THE DATA section start

PR #602, opened 2019-07-05
stbt.FrameObject repr: Limit float property values to 3 decimal places

drothlis:
Otherwise doctest output of floating-point values might vary from run to
run.

60 frames per second is 17ms per frame, so a 1ms precision should be
enough for any measurements related to video-frames. For example we have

THE DATA section end

__EXERCISE INSTRUCTIONS__.
Which lines in the data above contain "frames"? Show each one.

__RESULT OF THIS TASK__.
60 frames per second is 17ms per frame, so a 1ms precision should be
enough for any measurements related to video-frames. For example we have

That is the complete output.